*** Begin section ***

PR #1352, opened 2026-06-10
[Services] Modify Edge Registry WoTs and add generated Rust code

RLeclair:
This PR:
- Adds Rust codegen for the Edge Registry service under a new `edge_registry` cargo feature. Generates the base xRegistry and extensions under a single `edge_registry` namespace via one `gen.sh` invocation.
- Deduplicates shared `VersionId`/`ResourceXId` types into `core-xregistry` schemas referenced via ref so they're generated once across all four models instead of being duplicated per model.
 - Renames the `createResourceRequest`/`createVersionRequest` input schemas to `CreateResourceRequestPayload`/`CreateVersionRequestPayload`  to avoid a title collision with the auto-generated `{Action}Request` RPC alias (which produced ambiguous_glob_reexports), following the existing `{actionName}RequestPayload` convention used by ADR
 - Corrects the stale dov @ context URI in the three extension TMs
 - **Adds an explicit output to the delete operations to work around a Rust-codegen limitation on actions that return an error but no success payload**
- One known title collision remains intentionally unaddressed: JSON_LD11 (shared between the TD and TM format enums). It's harmless under the private module and will be handled in the wrapper PR.


eng/wot/edge-registry/core-xregistry/CreateResourceRequestPayload.schema.json
```diff
@@ -0,0 +1,34 @@
+{
+  "$schema": "https://json-schema.org/draft-07/schema",
+  "title": "CreateResourceRequestPayload",
```
vaavva, line 3: Is there an old file that should be deleted here or have this show as a rename instead of a new file?

eng/wot/edge-registry/core-xregistry/ResourceXidList.schema.json
```diff
@@ -0,0 +1,19 @@
+{
+  "$schema": "https://json-schema.org/draft-07/schema",
+  "title": "ResourceXidList",
```
vaavva: make the xId casing consistent - I'd go with XId for camel case uses. `XID` in documentation though is good

eng/wot/edge-registry/SchemaExtensions.TM.json
```diff
@@ -149,51 +149,8 @@
...
-                                    "type": "string"
-                                }
-                            }
-                        }
-                    }
-                },
-                "required": [
-                    "versions"
-                ]
+                "dov:ref": "./core-xregistry/VersionXidList.schema.json",
```
vaavva: Unfortunately, the extension ones should have versionId as an int

rust/azure_iot_operations_services/src/edge_registry/edge_registry_gen/edge_registry/create_resource_request_payload.rs
```diff
@@ -0,0 +1,35 @@
...
+use serde::{Deserialize, Serialize};
+use uuid::Uuid;
+
+use super::super::common_types::{b64::Bytes, date_only::Date, decimal::Decimal, time_only::Time};
+use super::resource_meta_attributes::ResourceMetaAttributes;
+use super::version_attributes::VersionAttributes;
+
+/// Request payload for creating a generic xRegistry Resource entity along with its default Version.
+#[derive(Serialize, Deserialize, Debug, Clone, Builder)]
+pub struct CreateResourceRequestPayload {
```
vaavva, line 18: This seems like effectively a duplicate of create_resourse_request - I vaguely remember there's a codegen reason for this, but just wanted to sanity check that these should both be here

eng/wot/edge-registry/core-xregistry/CreateResourceRequestPayload.schema.json
RLeclair: Good catch, there were two and are now deleted

eng/wot/edge-registry/core-xregistry/ResourceXidList.schema.json
RLeclair: Done!

eng/wot/edge-registry/SchemaExtensions.TM.json
RLeclair: I added new list and versionXId schemas for each extension

rust/azure_iot_operations_services/src/edge_registry/edge_registry_gen/edge_registry/create_resource_request_payload.rs
RLeclair: Create resource request should no longer be there

The real one should be `CreateResourceRequestPayload` to prevent a collision between the generated action name (`CreateResource` -> `CreateResourceRequest`) and the schema we had before `CreateResourceRequest`

vaavva (approved):

PR #1355, opened 2026-06-11
[Rust][MQTT] fix: race condition in `PlenaryAck`

cartertinney:
It was possible for a concurrency bug where two `PlenaryAckMembers` there were acknowledged at the same time could lead to a TOCTOU race when resolving the "all members acknowledged" trigger.


rust/azure_iot_operations_mqtt/src/session/plenary_ack.rs
```diff
@@ -171,18 +171,16 @@ impl InnerState {
         if let Some(total) = sealed {
             // Check if all members have acked
             if self.counter.load(Ordering::SeqCst) == total {
-                // Check if result is not yet set
-                if self.result.get().is_none() && self.manual_ack.lock().unwrap().is_some() {
```
vaavva, line 175: why doesn't this check still need to happen?
> if self.result.get().is_none()

vaavva (approved):

rust/azure_iot_operations_mqtt/src/session/plenary_ack.rs
cartertinney: It's redundant. Always was actually - only the single caller that successfully gets the `.take()` can ever set the result.

I could add it back as defensive code if you'd prefer though.

vaavva: no preference, especially if redundant! Was just curious if this change affected this or not

vaavva (approved):

PR #1358, opened 2026-06-12
Hardcode disabling Nagle algorithm (TCP_NODELAY) in Rust MQTT transport

huguesBouvier:
Set TCP_NODELAY on all TCP connect paths (plain TCP, kTLS, userspace TLS, and WebSocket) to minimize latency.


cartertinney:
Re-implemented in #1366

PR #1359, opened 2026-06-12
[Services][Edge Registry] Unify list/listWithLabel actions and move version IDs to create payloads

RLeclair:
This PR:

- Merges each paired list…/list…WithLabel action into a single action, since group type is no longer required for the non-label variant - Generic: listResources, listVersions
- Extensions: listSchemaVersions, listThingDescriptionVersions, listThingModelVersions
- Introduces *RequestPayload input schemas where every locator (group/type/resource id) is optional, and label is modeled as a single optional Label object ($ref), enforcing labelKey/labelValue both-or-neither
- Merged actions now return XID lists (*XIdList) so results spanning multiple groups/types are fully identified; the bare-{ids} outputs are dropped
- Updates topics to collision-free names (aio/registry/listResources, aio/registry/listVersions, aio/registry/<ext>Extension/listVersions), avoiding the aio/registry/list/+ wildcard used by listGroups
- Clarifies locator semantics in field docs: resourceType matches across all Groups when listing across Groups; resourceId matches across all Resource types when resourceType is unspecified

Update:
- Relocates the version identifier from the entity attribute schemas to the create-request payloads


eng/wot/edge-registry/core-xregistry/ListResourcesRequestPayload.schema.json
```diff
@@ -0,0 +1,30 @@
...
+  "type": "object",
+  "additionalProperties": false,
+  "required": [],
+  "properties": {
+    "groupType": {
+      "description": "Group type. Lists Resources across all Group types if not specified.",
+      "type": "string"
+    },
+    "groupId": {
+      "description": "Group identifier. Uses the default Group if not specified. Ignored if allGroups is true.",
```
vaavva: Did we decide that the SDK and service will just validate that this isn't default when groupType is None?

eng/wot/edge-registry/schema-extension/ListSchemaVersionsRequestPayload.schema.json
```diff
@@ -0,0 +1,26 @@
+{
+  "$schema": "https://json-schema.org/draft-07/schema",
+  "title": "ListSchemaVersionsRequestPayload",
```
vaavva: Do these need to be additional schema.jsons? Or can the core one be used and just the return type be extension specific?

eng/wot/edge-registry/core-xregistry/ListResourcesRequestPayload.schema.json
RLeclair: Yes, a defaulted group ID will only be meaningful when a group type is specified

I added some comments to clarify!

eng/wot/edge-registry/schema-extension/ListSchemaVersionsRequestPayload.schema.json
RLeclair: If we use the core ones we would expose groupType and resourceType which we can hide with the SDK but I thought it better to have a separate request payload

vaavva: I think I'd lean to reducing duplicates and covering it with the SDK - we're already doing that for other APIs (slightly different since those are full apis instead of just some structs, but I think the goals are the same)

RLeclair: Makes sense, went ahead and reduced the duplicates

vaavva (approved):

PR #363, opened 2020-10-29
correct widget theme

MathiasOhrstrom:


app/src/main/res/values/widget_themes.xml
```diff
@@ -45,7 +45,7 @@
     </style>
 
     <style name="ThemeOverlay.Hedvig.PSA" parent="">
-        <item name="android:textColorPrimary">@color/color_hedvig_black_67</item>
+        <item name="android:textColor">@color/color_hedvig_black_67</item>
```
hedvigoscar, line 48: We should prefer to change theme attributes in these theme overlays - could it be `textColorSecondary` that needs to be overriden?

MathiasOhrstrom: That is correct 🙂

hedvigoscar (approved):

*** End section ***

Could you copy every line in the records that holds "item"?

-        <item name="android:textColorPrimary">@color/color_hedvig_black_67</item>
+        <item name="android:textColor">@color/color_hedvig_black_67</item>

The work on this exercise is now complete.